[Saved data entries]
PR #527, opened 2023-07-17
Temporarily remove runtime deps

ripatel-fd:
RocksDB is not used in the main branch.

### DIFF
--- a/deps.sh
+++ b/deps.sh
@@ -105,12 +105,12 @@ checkout_repo () {
 fetch () {
   mkdir -pv ./opt/git
 
-  checkout_repo zlib      https://github.com/madler/zlib            "v1.2.13"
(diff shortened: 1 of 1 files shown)


mmcgee-jump:
Is any of this stuff except openssl used on main?

ripatel-fd:
> Is any of this stuff except openssl used on main?

No. bzip2 and zstd are required for p2p networking though. secp256k1 will be required for the runtime (not sure if Liam already integrated it into the VM). We should still get rid of them until we're starting to merge the runtime, IMO.

mmcgee-jump:
Yeah I mean at least lets comment those out on main as well?

ripatel-fd:
@mmcgee-jump Good call, done. This makes the milestone 1.5 build scripts more robust.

-- Exercise aim --
Write the records out precisely, omitting nothing.

-- Response to this task --
PR #527, opened 2023-07-17
Temporarily remove runtime deps

ripatel-fd:
RocksDB is not used in the main branch.

### DIFF
--- a/deps.sh
+++ b/deps.sh
@@ -105,12 +105,12 @@ checkout_repo () {
 fetch () {
   mkdir -pv ./opt/git
 
-  checkout_repo zlib      https://github.com/madler/zlib            "v1.2.13"
(diff shortened: 1 of 1 files shown)


mmcgee-jump:
Is any of this stuff except openssl used on main?

ripatel-fd:
> Is any of this stuff except openssl used on main?

No. bzip2 and zstd are required for p2p networking though. secp256k1 will be required for the runtime (not sure if Liam already integrated it into the VM). We should still get rid of them until we're starting to merge the runtime, IMO.

mmcgee-jump:
Yeah I mean at least lets comment those out on main as well?

ripatel-fd:
@mmcgee-jump Good call, done. This makes the milestone 1.5 build scripts more robust.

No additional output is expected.